I’ve been working lately with this chip, the 8110 version with the 8 pins.
It is a nice, more capable unit than the company’s successful energy metering chips, namely HLW8012 and HLW8032. Those two are used in many devices, most notably in the Sonoff smart home range, for power and energy consumption monitoring. Manufacturer is Hiliwi (or maybe Hiliwei), a Chinese brand.
Those two, are relatively more easy to get and are also supported by libraries written by makers. There are 3 pages of results in Github.
I got my 8110 from LCSC, or rather on a board from JLCPCB. At the moment, there are a lot of pieces in stock.
Why didn’t I get one of the other solutions? Well, the first one, the 8012 works like many similar chips, by providing pulses whose frequency corresponds to the measured voltage or current (selectively by an input pin) and active power. Simple, but the actual negation of ‘flexible’. This one required some overhead and effort to be useful. The other one, the 8032, provides more information, and can be used by reading all available info it transmits by UART. It also has a pulse output for active power. What I didn’t like when skimming the datasheet, was that it transmits the whole lot of available data all the time. It has only 11 registers, 24 bytes all and all, but they are not buffered, they might be changing and transmitting at the same time. One has to check for special bits in order to determine if the values are valid. OK, it is not too bad, one can work with this, especially when only one optocoupler is necessary for the UART TX. The power pulse output is not required as one of the registers provides the active power data, and the RX line is NOT used for anything! I didn’t find a reason for it’s existence.

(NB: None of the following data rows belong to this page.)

PR #315, opened 2023-10-17
Handle multi-arch container images

### LINKED ISSUE #263: Platform-aware extraction of container image digest
The utility method [`inspect_remote_img`](https://github.com/NVIDIA/JAX-Toolbox/blob/04f240bf7b2c7295f99069dbd62a8884f223b269/.github/workflows/scripts/inspect_remote_img.sh#L19) introduced in #208  extracts the digest from the first manifest in a manifest list. This will produce an undesired outcome if the manifest list is multi-arch, e.g. contains both x86 and arm64 images. A fix would be to give the method an argument `platform`, that can take values from [this list](https://github.com/docker-library/bashbrew/blob/v0.1.2/architecture/oci-platform.go#L14-L27) such as
```
var SupportedArches = map[string]OCIPlatform{
	"amd64":    {OS: "linux", Architecture: "amd64"},
	"arm32v5":  {OS: "linux", Architecture: "arm", Variant: "v5"},
	"arm32v6":  {OS: "linux", Architecture: "arm", Variant: "v6"},
	"arm32v7":  {OS: "linux", Architecture: "arm", Variant: "v7"},
	"arm64v8":  {OS: "linux", Architecture: "arm64", Variant: "v8"},
	"i386":     {OS: "linux", Architecture: "386"},
	"mips64le": {OS: "linux", Architecture: "mips64le"},
	"ppc64le":  {OS: "linux", Architecture: "ppc64le"},
	"riscv64":  {OS: "linux", Architecture: "riscv64"},
	"s390x":    {OS: "linux", Architecture: "s390x"},

	"windows-amd64": {OS: "windows", Architecture: "amd64"},
}
```
and then return the digest of the image of the corresponding platform.

olupton:
Closes #263. See also #309 for other fixes to the pipeline that relies on these helpers.


.github/workflows/scripts/get_remote_labels.sh
```diff
@@ -2,9 +2,9 @@
 
 source $( cd -- "$( dirname -- "${BASH_SOURCE[0]}" )" &> /dev/null && pwd )/inspect_remote_img.sh
 get_remote_labels() {
-  if [[ $# -ne 2 ]]; then
-    echo '[get_remote_labels](./get_remote_labels.sh) $GH_TOKEN $IMAGE'
-    echo 'Example: get_remote_labels XXXXXXXXXXXX ghcr.io/nvidia/t5x:latest'
+  if [[ $# -ne 4 ]]; then
+    echo '[get_remote_labels](./get_remote_labels.sh) $GH_TOKEN $IMAGE $OS $ARCH'
```
terrykong, line 6: this change didn't introduce this, but could we fix this in your PR?
```suggestion
    echo 'get_remote_labels $GH_TOKEN $IMAGE $OS $ARCH'
```

terrykong (dismissed):
Other than that one comment. LGTM!

terrykong (approved):

.github/workflows/_triage.yaml
```diff
@@ -117,8 +117,8 @@ jobs:
           filter_valid_tags() {
             fgrep -x -f <(echo "$ALL_BASE_TAGS")
           }
-          start_date=${BASE_IMAGE##*nightly-}
-          end_date=$(get_build_date ${{ secrets.GITHUB_TOKEN }} $BROKEN_IMAGE )
+          start_date=$(get_build_date ${{ secrets.GITHUB_TOKEN }} $BASE_IMAGE linux amd64)
```
yhtang, line 120: Please use [the `docker-login` action](https://github.com/marketplace/actions/docker-login) as a job step to authenticate to the registry, and then have the individual scripts assume that the docker CLI is already properly granted access to the given image.

.github/workflows/scripts/inspect_remote_img.sh
```diff
@@ -1,24 +1,23 @@
...
   IMAGE_REPO=$(echo $IMAGE | rev | cut -d: -f2- | rev)
 
   PACKAGE=$(echo $IMAGE_REPO | rev | cut -d/ -f1 | rev)
   ORG=$(echo $IMAGE_REPO | rev | cut -d/ -f2 | rev)
 
-  top_manifest_digest=$(curl -s -H "Authorization: Bearer $(echo $GH_TOKEN | base64)" "https://ghcr.io/v2/$ORG/$PACKAGE/manifests/$TAG" | jq -r .manifests[0].digest)
-  config_digest=$(curl -s -H "Authorization: Bearer $(echo $GH_TOKEN | base64)" "https://ghcr.io/v2/$ORG/$PACKAGE/manifests/$top_manifest_digest" | jq -r .config.digest)
-  img_metadata=$(curl -s -L -H "Authorization: Bearer $(echo $GH_TOKEN | base64)" "https://ghcr.io/v2/$ORG/$PACKAGE/blobs/$config_digest")
-  echo $img_metadata
+  config_digest=$(docker manifest inspect -v $IMAGE | jq -r ".[] | select(.Descriptor.platform == {\"architecture\": \"$ARCH\", \"os\": \"$OS\"}) | .OCIManifest.config.digest + .SchemaV2Manifest.config.digest")
```
yhtang, line 20: Is `-v` needed here? The image digest is available without adding `-v` IIRC.

.github/workflows/scripts/inspect_remote_img.sh
```diff
@@ -1,24 +1,23 @@
...
+  curl -s -L -H "Authorization: Bearer $(echo $GH_TOKEN | base64)" "https://ghcr.io/v2/$ORG/$PACKAGE/blobs/$config_digest"
```
yhtang, line 21: Can we use the docker CLI instead of GitHub RESTful API for obtaining the digest here?

yhtang (changes requested):

.github/workflows/scripts/inspect_remote_img.sh
olupton: `-v` is needed if you want the config digest, which is what we're extracting here. It's true that the image digest is available without `-v`.

.github/workflows/scripts/inspect_remote_img.sh
olupton: This isn't obtaining the digest; it's getting the JSON configuration/metadata about the image
```
{
  "architecture": "amd64",
  "config": {
    "Env": [
      "PATH=/opt/amazon/efa/bin:/usr/local/nvidia/bin:/usr/local/cuda/bin:/usr/local/sbin:/usr/local/bin:/usr/sbin:/usr/bin:/sbin:/bin",
      ...
    ],
    "Entrypoint": [
      "/opt/nvidia/nvidia_entrypoint.sh"
    ],
    "Labels": {
      "maintainer": "NVIDIA CORPORATION <cudatools@nvidia.com>",
      "org.opencontainers.image.created": "2023-10-16",
...
```
it wasn't clear how to get this metadata from the Docker CLI **without** downloading the image:
```
$ docker image inspect ghcr.io/nvidia/upstream-t5x:latest
[]
Error response from daemon: No such image: ghcr.io/nvidia/upstream-t5x:latest
$ docker pull ghcr.io/nvidia/upstream-t5x:latest
... slow fetch and extraction ...
$ docker image inspect ghcr.io/nvidia/upstream-t5x:latest
[
    {
        "Id": "sha256:ab3cda0001cfdbe163fe6587e7af726690100a25025591a9a42af50929e4584d",
        ...
        "Config": {
            ...
            "Env": [
                "PATH=/opt/amazon/efa/bin:/usr/local/nvidia/bin:/usr/local/cuda/bin:/usr/local/sbin:/usr/local/bin:/usr/sbin:/usr/bin:/sbin:/bin",
...
```
the REST API is clearly one option that doesn't need new dependencies, and which is what we already did. Other tools like `skopeo` might also do the job, but we'd need to install that...

.github/workflows/_triage.yaml
olupton: We already use that action and sometimes use the `docker` CLI. 
See https://github.com/NVIDIA/JAX-Toolbox/pull/315#discussion_r1363562867 for the case that seems non-trivial to cover with `docker`.

.github/workflows/scripts/inspect_remote_img.sh
yhtang: The first snippet that you posted appears to be the output of `docker inspect`/`docker image inspect`.

[`docker manifest inspect`](https://docs.docker.com/engine/reference/commandline/manifest_inspect/) will not download the image and will instead query the manifest from the registry. The output will look like:
```
{
   "schemaVersion": 2,
   "mediaType": "application/vnd.docker.distribution.manifest.list.v2+json",
   "manifests": [
      {
         "mediaType": "application/vnd.docker.distribution.manifest.v2+json",
         "size": 529,
         "digest": "sha256:6f8686442577a7c61863e653f121aeddfc4e3624da1c308b761830e6dcbcc73f",
         "platform": {
            "architecture": "amd64",
            "os": "linux"
         }
      },
      ...
   ]
}
```

olupton: Yes; that is the image digest:
```
$ docker manifest inspect ghcr.io/nvidia/upstream-t5x:latest | jq .manifests[0].digest
"sha256:4b63f505184003559014ad939912c8bb2cbc0629a3ebce8053ceeca76ec2c8e1"
$ docker manifest inspect -v ghcr.io/nvidia/upstream-t5x:latest | jq .[0].Descriptor.digest
"sha256:4b63f505184003559014ad939912c8bb2cbc0629a3ebce8053ceeca76ec2c8e1"
```
what the snippet is extracting is the config digest
```
$ docker manifest inspect -v ghcr.io/nvidia/upstream-t5x:latest | jq .[0].SchemaV2Manifest.config.digest
"sha256:ab3cda0001cfdbe163fe6587e7af726690100a25025591a9a42af50929e4584d"
```
and the `curl` command is downloading the config content using this digest. The point is to get information like
```
"org.opencontainers.image.created": "2023-10-16"
```
that is contained in the config content.

yhtang: Now I got it. I was initially confused because the script's name made me think it is a wrapper around `docker manifest inspect`. 🤣

yhtang: That said, `skopeo` is included by default in the `ubuntu-22.04` runner so why not we just use that?
I just used it in a recent PR: https://github.com/NVIDIA/JAX-Toolbox/blob/add-publish-single-arch-images/.github/workflows/_publish_container.yaml#L88

yhtang: RESTful API:
- pros: standardized (?), uses generic tooling
- cons: verbose

Skopeo:
- pros: simplifies many complicated docker operations
- cons: requires specialized software (available now in GH runners by default)

yhtang: What do you think? @olupton

olupton: If we've already taken on the dependency on `skopeo` then that con doesn't really apply. So I guess we should use it here too. I'll take a look later.

.github/workflows/_triage.yaml
```diff
@@ -85,6 +85,10 @@ jobs:
           username: ${{ github.repository_owner }}
           password: ${{ secrets.GITHUB_TOKEN }}
 
+      - name: Skopeo Login to GitHub Container Registry
```
yhtang, line 88: Turns out Skopeo uses docker CLI under the hood. So the previous `docker/login-action` step already suffices and we don't need `skopeo login` for accessing ghcr.io images.

yhtang (dismissed):
Is there a workflow where the changes are tested? Looks like we need to manually trigger one?

olupton:
> Is there a workflow where the changes are tested? Looks like we need to manually trigger one?

I think the changes are only used in the triage jobs, which need more fixes to work properly. Some of those fixes are included in https://github.com/NVIDIA/JAX-Toolbox/pull/315, but I think we also need a more stable (i.e. green) baseline for running the triage jobs to make sense.

Perhaps we can trigger the triage job manually in the meantime if you want to test this PR?

.github/workflows/_triage.yaml
olupton: Removed it in da30162

olupton:
Tried launching https://github.com/NVIDIA/JAX-Toolbox/actions/runs/7016290505 with 
Screenshot 2023-11-28 at 09 49 13

nouiz:
What this PR is doing? I didn't understand it from the description.

olupton:
> What this PR is doing? I didn't understand it from the description.

It's fixing some of the helpers for multi-architecture OCI images (when we have both amd64 and arm64 behind the same container registry tag). We weren't seeing the problem this fixed because the auto-triage is not working right now.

The main reason I didn’t go for any of these two, is that I am spoiled by the time I implemented another chip for a three phase instrument in another kind of device. That chip was the Atmel (now Microchip) ATM90E32AS that could do anything one could ask for. Not exactly a genie, but the equivalent for energy measuring chips. I had to learn a lot but it payed off. I liked that chip very much, the only gripe is with availability, one has to plan ahead in the chip shortage times we live in.
The 8110 has some features like the Atmel chip that are useful for my needs, and is cheap, just a tad more expensive than the other two. At the moment it’s around half Euro. For me the main features are:
Programmable Gain Amplifiers.
Output for bypass capacitor for VREF.
Can be used in 3.3 or 5V systems.
Calibration capabilities for more accuracy, especially since internal oscillator is used.
Flexibility, you can use it ‘easy’ or for more advanced projects.
It has more than 60 registers with various information you can read at any time by asking through UART for what you want.
The UART communication is MSByte first, with even parity and checksum to give you confidence that you are reading correctly, at 9600 baud fixed.
If this small one (SOP 8) is not enough, the larger (SSOP 16) HLW8112 adds more:
Can be used with SPI as well, not just fixed speed UART.
An external crystal can be used.
Programmable outputs can be used with pulses for external energy accumulation, interrupts when overvoltage, overcurrent, voltage sag or some other value triggers an event!
Another current channel can be used for leakage current detection.
I am still in the developing phase with the 8110, that project is not over yet. Unfortunately I cannot post here more info for the project, as it is for my day job. I will just tell you what I think about the chip, as so far I really think it is an IC that is worth your consideration, if you are looking for a something like that. It is not comparable with the ATM90E32AS, I am not trying to say it is any close. I mean it differentiates itself from the other similar small Chinese chips, like the other two I mentioned. It has a small form factor but works like the bigger chips we know already. Maybe not for charging energy meters, but it is seems suitable for many applications with not extreme dynamic range or accuracy needed. At the moment it looks just fine to me.
The only thing I found is that it seemed a little finicky with the UART speed. The truth is that at the moment I was using bit-banging to communicate, not hardware peripheral. My optocouplers are the cheap 817s which add some mild distortion. When I increased my microcontroller clock speed, even that configuration worked. With the peripheral used, I had no problems whatsoever.
It seems to do well what I have in mind. As for the accuracy, it claims pretty good numbers for my use case, I will check it sometime later. I really like it so far, if you want to use it and want to ask me anything, please do.